TASK DIRECTIONS: Go through the data and copy every line in which "first" appears.

________________________

PR #544, opened 2018-06-22
[WIP] PHPLIB-351: Support cluster and database-level change streams

jmikola:
https://jira.mongodb.org/browse/PHPLIB-351
https://jira.mongodb.org/browse/PHPLIB-358


src/ChangeStream.php
```diff
@@ -201,6 +191,30 @@ private function extractResumeToken($document)
...
     }
 
+    /**
+     * Determines if an exception is a resumable error.
+     *
+     * @see https://github.com/mongodb/specifications/blob/master/source/change-streams/change-streams.rst#resumable-error
+     * @param RuntimeException $exception
+     * @return boolean
+     */
+    private function isResumableError(RuntimeException $exception)
```
jmikola: The criteria for a resumable error changed since the spec was first implemented in 1.3.0. See: [Resumable Error](https://github.com/mongodb/specifications/blob/master/source/change-streams/change-streams.rst#resumable-error).

src/ChangeStream.php
```diff
@@ -201,6 +191,30 @@ private function extractResumeToken($document)
...
+        if ($exception instanceof ConnectionException) {
+            return true;
+        }
+
+        if ( ! $exception instanceof ServerException) {
+            return false;
+        }
+
+        if (in_array($exception->getCode(), [self::$errorCodeCappedPositionLost, self::$errorCodeCursorKilled, self::$errorCodeInterrupted])) {
+            return false;
```
jmikola: My read of the new resumable error criteria lead me to conclude that checking the error message string for "not master" or "node is recovering" was redundant. This logic takes the into account and I've opened https://github.com/mongodb/specifications/pull/365 to correct the spec.

src/Operation/Watch.php
```diff
@@ -79,22 +92,44 @@ class Watch implements Executable
      *  * resumeAfter (document): Specifies the logical starting point for the
      *    new change stream.
      *
+     *    Using this option in conjunction with "startAtOperationTime" will
+     *    result in a server error. The options are mutually exclusive.
```
jmikola: Per [`startatoperationtime`](https://github.com/mongodb/specifications/blob/master/source/change-streams/change-streams.rst#startatoperationtime) in the spec, we're not supposed to raise a client-side error if both options are used.

src/Operation/Watch.php
```diff
@@ -104,79 +139,145 @@ public function __construct(Manager $manager, $databaseName, $collectionName, ar
...
+
+        // Null database name implies a cluster-wide change stream
+        if ($databaseName === null) {
+            $databaseName = 'admin';
+            $this->changeStreamOptions['allChangesForCluster'] = true;
         }
 
         $this->databaseName = (string) $databaseName;
-        $this->collectionName = (string) $collectionName;
+        $this->collectionName = isset($collectionName) ? (string) $collectionName : null;
```
jmikola: `Aggregate` takes care of handling the `null` Collection name (per [PHPLIB-358](https://jira.mongodb.org/browse/PHPLIB-358)).

src/Operation/Watch.php
```diff
@@ -104,79 +139,145 @@ public function __construct(Manager $manager, $databaseName, $collectionName, ar
...
+    /** @internal */
+    final public function commandStarted(CommandStartedEvent $event)
+    {
+    }
+
+    /** @internal */
+    final public function commandSucceeded(CommandSucceededEvent $event)
+    {
+        if ($event->getCommandName() !== 'aggregate') {
+            return;
```
jmikola: I considered throwing a LogicException here, as this class should never be registered as a CommandSubscriber except for the brief duration that we execute an `aggregate` command; however, I don't think that's necessary. Open to changing this if you'd prefer the extra sanity check, though.

src/Operation/Watch.php
```diff
@@ -104,79 +139,145 @@ public function __construct(Manager $manager, $databaseName, $collectionName, ar
...
+        }
+
+        $reply = $event->getReply();
+
+        if (isset($reply->operationTime) && $reply->operationTime instanceof TimestampInterface) {
```
jmikola: By this point, we've already verified that the server's wire version is >= 7. If `operationTime` isn't a Timestamp, something is quite wrong. I just wanted to be defensive.

Failing silently also makes sense as this resume behavior is internal behavior (akin to us creating an "implicit" session in the constructor and not bothering the user if that fails).

tests/Operation/AggregateFunctionalTest.php
```diff
@@ -12,6 +12,28 @@
...
+        if (version_compare($this->getServerVersion(), '3.6.0', '<')) {
+            $this->markTestSkipped('$currentOp is not supported');
+        }
+
+        (new CommandObserver)->observe(
+            function() {
+                $operation = new Aggregate(
+                    'admin',
+                    null,
+                    [['$currentOp' => (object) []]]
```
jmikola: I'm not specifying any options nor am I asserting the response as this is only testing that executing such a command with a `null` collection name results in `{ aggregate: 1 }` in the command document.

tests/Operation/WatchFunctionalTest.php
```diff
@@ -130,6 +131,100 @@ function(stdClass $command) use (&$commands) {
         $this->assertSame($expectedCommands, $commands);
     }
 
+    public function testResumeBeforeReceivingAnyResultsIncludesStartAtOperationTime()
+    {
+        $operation = new Watch($this->manager, $this->getDatabaseName(), $this->getCollectionName(), [], $this->defaultOptions);
```
jmikola: I originally inserted a document before starting the change stream, but that lead to a strange behavior. The initial `aggregate` command would not find the document (of course), but it's response would include an `operationTime` time based on the document's insertion since it was the most recent entry in the oplog.

When we kill and resume the cursor in the subsequent test activity, that operation time would be used for `startAtOperationTime` in the resuming `aggregate` and the document would show up.

I was under the impression that using the operation time from `aggregate` was intended to prevent extra documents from showing up from before the launch point of the original change stream, but perhaps this is a known edge case.

Perhaps @daprahamian, @kevinAlbs, or @ShaneHarvey can chime in here.

tests/Operation/WatchFunctionalTest.php
```diff
@@ -484,16 +579,8 @@ public function testTypeMapOption(array $typeMap, $expectedChangeDocument)
 
         $changeStream->next();
         $this->assertTrue($changeStream->valid());
-        $changeDocument = $changeStream->current();
-
-        // Unset the resume token and namespace, which are intentionally omitted
```
jmikola: Thanks to `assertMatchesDocument()`, we can ignore extra fields in the actual document that are not present in our expected value. This allows us to do without these manual unsets.

tests/TestCase.php
```diff
@@ -69,6 +69,49 @@ protected function assertDeprecated(callable $execution)
...
+     */
+    protected function assertMatchesDocument($expectedDocument, $actualDocument)
+    {
+        $normalizedExpectedDocument = $this->normalizeBSON($expectedDocument);
+        $normalizedActualDocument = $this->normalizeBSON($actualDocument);
+
+        $extraKeys = [];
+
+        /* Avoid unsetting fields while we're iterating on the ArrayObject to
+         * work around https://bugs.php.net/bug.php?id=70246 */
```
jmikola: I had a great time discovering this bug. :stuck_out_tongue:

src/Operation/Aggregate.php
```diff
@@ -289,7 +292,7 @@ public function execute(Server $server)
     private function createCommand(Server $server)
     {
         $cmd = [
-            'aggregate' => $this->collectionName,
+            'aggregate' => isset($this->collectionName) ? $this->collectionName : 1,
```
derickr: The use of "1" wasn't really documented: https://github.com/mongodb/docs/pull/3357

src/Operation/Watch.php
```diff
@@ -79,22 +92,44 @@ class Watch implements Executable
...
-     * @param string         $collectionName Collection name
+     * Note: A database-level change stream may be created by specifying null
+     * for the collection name. A cluster-level change stream may be created by
+     * specifying null for both the database and collection name.
+     *
+     * @param string|null    $databaseName   Database name
+     * @param string|null    $collectionName Collection name
      * @param array          $pipeline       List of pipeline operations
      * @param array          $options        Command options
      * @param Manager        $manager        Manager instance from the driver
```
derickr: Why is "Manager" the last option in this list, but the first argument in the method declaration?

tests/Operation/WatchFunctionalTest.php
derickr: Does that also address the extra "clusterTime" information that made tests fail?

tests/TestCase.php
derickr: For fun I would say: @sgolemon, fix yo shit ;-)

src/Operation/Watch.php
jmikola: Good catch! Looks like an old typo: https://github.com/mongodb/mongo-php-library/blame/master/src/Operation/Watch.php#L93

I'll fix it.

tests/Operation/WatchFunctionalTest.php
jmikola: @ShaneHarvey mentioned that he and @behackett talked about this some time ago and concluded that it was expected behavior (if no other write operation on the server occurs between the `insert` and `aggregate` nor does enough time elapse for a periodic no-op entry to be created).

They tossed around the idea of having the driver manually increment the operation time returned by `aggregate`, but nothing came of that.

src/Operation/Watch.php
```diff
@@ -104,79 +139,145 @@ public function __construct(Manager $manager, $databaseName, $collectionName, ar
...
+            throw InvalidArgumentException::invalidType('"resumeAfter" option', $options['resumeAfter'], 'array or object');
+        }
+
+        if (isset($options['startAtOperationTime']) && ! $options['startAtOperationTime'] instanceof TimestampInterface) {
+            throw InvalidArgumentException::invalidType('"startAtOperationTime" option', $options['startAtOperationTime'], TimestampInterface::class);
         }
 
+        /* In the absence of an explicit session, create one to ensure that the
+         * initial aggregation and any resume attempts can use the same session
+         * ("implicit from the user's perspective per PHPLIB-342). We can ignore
```
kvwalker: I think there's a " missing after 'perspective'

tests/Operation/WatchFunctionalTest.php
ShaneHarvey: Yeah I just talked with Bernie, incrementing the operation time does not really solve the problem. We can fix the issue in SPEC-1122.

jmikola: Aye, SPEC-1122 ("Update startAtOperationTime during change stream iteration" for those without access) would help provided we're not resuming because the first `getMore` has failed; however, I'll admit that this is a fairly contrived edge case more likely to show up in a test suite than real life.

________________________

RESPONSE AREA:
jmikola: The criteria for a resumable error changed since the spec was first implemented in 1.3.0. See: [Resumable Error](https://github.com/mongodb/specifications/blob/master/source/change-streams/change-streams.rst#resumable-error).
derickr: Why is "Manager" the last option in this list, but the first argument in the method declaration?
jmikola: Aye, SPEC-1122 ("Update startAtOperationTime during change stream iteration" for those without access) would help provided we're not resuming because the first `getMore` has failed; however, I'll admit that this is a fairly contrived edge case more likely to show up in a test suite than real life.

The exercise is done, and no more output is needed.